TLDR
- GPT-5.4 Pro scores 150 IQ on MESNA Norway test, up from 136 of previous o3 model.
- OpenAI’s latest model leads public IQ leaderboard above all major AI systems.
- GPT-5.4 Pro improves coding, tool use, and document handling in professional work.
- Public IQ benchmarks show AI capability rising fast enough to influence business planning.
- TrackingAI confirms GPT-5.4 Pro outperforms Cluade, Gemini, Qwen, and Grok models.
OpenAI’s latest GPT-5.4 Pro has reached a new milestone, scoring 150 on the MESNA Norway IQ test. This surpasses the previous record of 136 held by the o3 model and places GPT-5.4 Pro at the top of public AI IQ leaderboards, showing faster reasoning and stronger problem-solving across professional tasks.
GPT-5.4 Pro Surpasses Previous AI IQ Record
OpenAI’s newest model, GPT-5.4 Pro, has reached 150 IQ on the MESNA Norway test. This score surpasses the previous record of 136 set by OpenAI’s o3 model. TrackingAI’s public leaderboard now ranks GPT-5.4 Pro at the top among AI systems. The result is being seen as a clear step forward in AI reasoning capabilities.
The MESNA Norway test measures pattern recognition, logic, and problem-solving skills. GPT-5.4 Pro achieved the score while also showing improved coding and tool use. The result places the model in the upper range of human IQ scores. Observers note that the benchmark reflects reasoning speed and abstraction abilities.
OpenAI described GPT-5.4 Pro as optimized for professional work environments. The system handles long tasks with its one-million-token context window. It also supports complex workflows in coding, research, and document handling. The company emphasized improvements in accuracy and task efficiency across applications.

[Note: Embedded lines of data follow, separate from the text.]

PR #940, opened 2019-12-17
Switch security group port specs to something OSP can use

rtweed:
##### ISSUE TYPE

- Bugfix Pull Request
- Docs Pull Request
- Feature Pull Request
- New config Pull Request
- New role Pull Request

##### ADDITIONAL INFORMATION

```paste below

```


ansible/configs/satellite-v64-prod/env_vars.yml
```diff
@@ -184,7 +183,6 @@ capsule_instances:
     count: "{{capsule_instance_count}}"
     security_groups:
       - CapsuleSG
-      - DefaultSG
```
fridim: Why remove the defaultSG ?

rtweed: When deploying to OSP, a duplicate rule configuration causes the deployment to fail - whereas AWS copes with this just fine. The long-term solution is to deduplicate the security group declarations, but as capsules aren't even used in this configuration at present then removing DefaultSG here allows the Satellite deployment to complete in both OSP and AWS.

fridim: OK if it works with both, all good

AI IQ Benchmarks and Performance
Public IQ-style tests remain limited but provide a clear comparison across models. TrackingAI publishes results from both public and private IQ-style tests. GPT-5.4 Pro now leads the leaderboard, above systems like Cluade, Gemini, Qwen, and Grok. These benchmarks measure reasoning, pattern recognition, and problem-solving speed.
Scores on these tests can vary due to test design, format, and training exposure. Even with these limits, the increase from 136 to 150 is a measurable jump. The number signals broader gains in tool use, coding, and complex task handling. The leaderboard offers developers and enterprises a simple benchmark for capability.
OpenAI’s previous o3 model achieved 136 IQ on the same test in 2025. GPT-4.1 earlier introduced a one-million-token window, improving long-horizon task handling. The latest result continues the trend of rising AI performance across multiple measures. TrackingAI reports scores as rolling averages across multiple test completions.
Broader Context for AI Use
GPT-5.4 Pro’s capability rise aligns with increased AI adoption in enterprises. Firms use AI to manage research, document workflows, code verification, and browsing tasks. The model’s efficiency and accuracy help reduce manual work and streamline processes. It can assist in planning, searching, and producing work over extended contexts.
The jump in IQ is notable but also reflects improvements in professional task handling. OpenAI positions GPT-5.4 Pro as both a research and business productivity tool. The model’s performance growth may influence software budgets, workflows, and deployment decisions. TrackingAI notes the score is part of a broader trend of rising frontier AI abilities.
OpenAI continues to expand GPT-5.4 Pro’s capabilities with native computer and tool use. The system can execute tasks over longer sequences and handle complex instructions. Its performance benchmarks suggest continued growth in both reasoning and professional application. The model now serves as a practical signal for AI strength in public benchmarking.